Monday 2 August 2021

Janie Dee In Cabaret - Review

The Pheasantry, London



Janie Dee

 “Leave your troubles outside!
Life is disappointing? Forget it!
Here, life is beautiful!”

And with those immortal Kander & Ebb lyrics, Janie Dee opened her cabaret set to a full house at The Pheasantry. Indeed, set against a world still battling the ravages of the pandemic, to say nothing of the horrendous London weather, life did appear to be briefly beautiful in the gorgeous intimacy of that Kings Road basement.

Dee is one of London’s finest musical theatre and cabaret performers. Her wisdom, experience, talent and sensational voice imbue her with a presence that not only earns our attention but rather commands it, allowing her to take the audience’s emotions on a rollercoaster ride of perfectly pitched pathos and playfulness, masterfully supported by musical director Stephen Higgins.

A selection of Kander & Ebb numbers followed their Wilkommen opener, with Dee sharing how the composers’ 1971 song Yes! had recently seen John Kander graciously permit her to tweak that number’s lyrics so as to accommodate Dee’s passionately held concerns over climate change, a belief that allowed her to seamlessly segue into a delicious delivery of What A Wonderful World.

An early guest slot saw Dee's guitarist son Alfie Wickham play a brief set, commencing with an enchanting take on the classical melody Spanish Romance. Wickham played with confidence, skill and an on-stage assuredness - the young man has remarkable potential.

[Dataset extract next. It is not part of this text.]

PR #8097, opened 2021-09-19
Prevent call to Item#initializeClient when in datagen

sciwhiz12:
When running under data-generation, the `Minecraft` singleton is unavailable even though the operating env is under the `CLIENT` dist. Along with the fact that most uses of IItemRenderProperties (usually to provide a custom BEWLR) make use of the `Minecraft` singleton, this means that developers unaware of `Minecraft`'s unavailability will encounter a null pointer exception when they try to access its singleton.

This PR adds a check to prevent the `Item#initializeClient` method from being called during data-generation, to prevent the situation described before from causing an NPE. As `IItemRenderProperties` has nothing which might be used by datageneration, this is safe to do.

Dee closed her first act with her first Sondheim number of the night, Send In The Clowns. Close-up and cocooned on this Chelsea stage, and having played Desiree Armfeldt on a number of previous occasions, Dee gave the song a rare intensity in her interpretation. Indeed, having heard the song sung live on countless occasions I found that listening to Dee's Desiree, the one that I wanted was hers.

Sondheim's Another Hundred People got the second act underway in what was to prove another carefully crafted setlist that fused merriment with melancholy. Copytype was a sharply satirical look back at the days when typewriters were a thing, while Dee again gave a hauntingly contemporary resonance to Jerry Herman’s Time Heals Everything. Wickham returned to the stage to accompany his mum on Fly Me To The Moon, as Janie wrapped up events with a resounding The Ladies Who Lunch.

Everybody rise? – such was Dee's commanding gravitas that we very nearly did as we were bade!

It’s great that cabaret is back in town and helmed by their supremely well-connected resident host Ruth Leon (herself an 'Emcee' who could give Joel Grey more than a run for his money), The Pheasantry is destined to be packing them in over the next few months.